Assigned task: Within the records below, how many lines hold the string "join"? State that number and nothing else.

[Saved entries]

________________

PR #243, opened 2015-07-02
first pass at rmving load_plotly

chriddyp:
@theengineear check it!


plotly/offline/offline.py
```diff
@@ -142,8 +122,8 @@ def iplot(figure_or_data, show_link=True, link_text='Export to plot.ly'):
     if show_link is False:
         link_text = ''
 
-    plotly_platform_url = py.get_config().get('plotly_domain',
```
chriddyp: struggled with relative imports to `plotly.plotly`...

plotly/utils.py
```diff
@@ -356,3 +356,8 @@ def is_source_key(key):
         return True
     else:
         return False
+
+PLOTLY_OFFLINE_DIRECTORY = plotlyjs_path = os.path.expanduser(
+    os.path.join(*'~/.plotly/plotlyjs'.split('/')))
+PLOTLY_OFFLINE_BUNDLE = os.path.join(PLOTLY_OFFLINE_DIRECTORY,
+                                     'plotly-ipython-offline-bundle.js')
```
chriddyp: .. so that `exceptions.py` *and* `offline.py` can use these variables without circular imports

plotly/offline/__init__.py
```diff
@@ -5,6 +5,5 @@
 """
 from . offline import (
     download_plotlyjs,
-    init_notebook_mode,
```
chriddyp: @theengineear !

plotly/offline/offline.py
```diff
@@ -10,41 +10,37 @@
 import os
 import requests
 
-import plotly.plotly as py
```
theengineear: do you need to import __absolute_import__ from future?

plotly/offline/offline.py
```diff
@@ -142,8 +122,8 @@ def iplot(figure_or_data, show_link=True, link_text='Export to plot.ly'):
     if show_link is False:
         link_text = ''
 
-    plotly_platform_url = py.get_config().get('plotly_domain',
-                                              'https://plot.ly')
+    plotly_platform_url = tools.get_config_file().get('plotly_domain',
```
theengineear: this should grab from `session` or else there can be a mismatch after a user sign-in. Just use `py.get_config()` if you can't grab session.

plotly/offline/offline.py
```diff
@@ -185,3 +165,12 @@ def plot():
     """ Configured to work with localhost Plotly graph viewer
     """
     raise NotImplementedError
+
+
+try:
```
theengineear: \o/ nice. i dig.

plotly/offline/offline.py
chriddyp: ahh sweet.

plotly/offline/offline.py
```diff
@@ -185,3 +165,12 @@ def plot():
...
+    _init_notebook_mode()
```
chriddyp: @theengineear - note, this is a little bit scary because this gets run *every* time someone does:

`import plotly`

so we really need to make sure that no unexpected errors will be thrown here. Note that I'm catching the Ipython `ImportError` below, and the `PlotlyOfflineNotFound` error

theengineear: you need to wrap those in `()` i believe: `except (exc1, ecx1, ..):`

plotly/offline/offline.py
```diff
@@ -55,21 +51,13 @@ def init_notebook_mode():
...
-                          'Questions? support@plot.ly.'
-                          .format(source_path=_PLOTLY_OFFLINE_BUNDLE))
+    if not os.path.exists(PLOTLY_OFFLINE_BUNDLE):
+        raise PlotlyOfflineNotFound
 
     global __PLOTLY_OFFLINE_INITIALIZED
     __PLOTLY_OFFLINE_INITIALIZED = True
     display(HTML('<script type="text/javascript">' +
-                 open(_PLOTLY_OFFLINE_BUNDLE).read() + '</script>'))
+                 open(PLOTLY_OFFLINE_BUNDLE).read() + '</script>'))
```
chriddyp: @theengineear w.r.t. https://github.com/plotly/python-api/pull/243/files#r33820323, I'm assuming that that `try` `except` is going to catch everything that could possible go wrong in here. I'm what errors `os.path.exists` might bubble up

plotly/offline/offline.py
theengineear: also, that's what test suites are for! let's make sure that those things aren't cached in circle and we'll be fine!

chriddyp: and a funny caveat is that now this bundle will be shared by anyone who has offline mode, regardless of whether they made an offline graph or not!

plotly/offline/offline.py
chriddyp: https://github.com/plotly/python-api/pull/243/files#diff-3465b0f2dbd6f036db2c0713d3f40872R6

theengineear:
Assuming that this is pretty outdated at this point. Feel free to reopen.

________________

Exercise solution: 2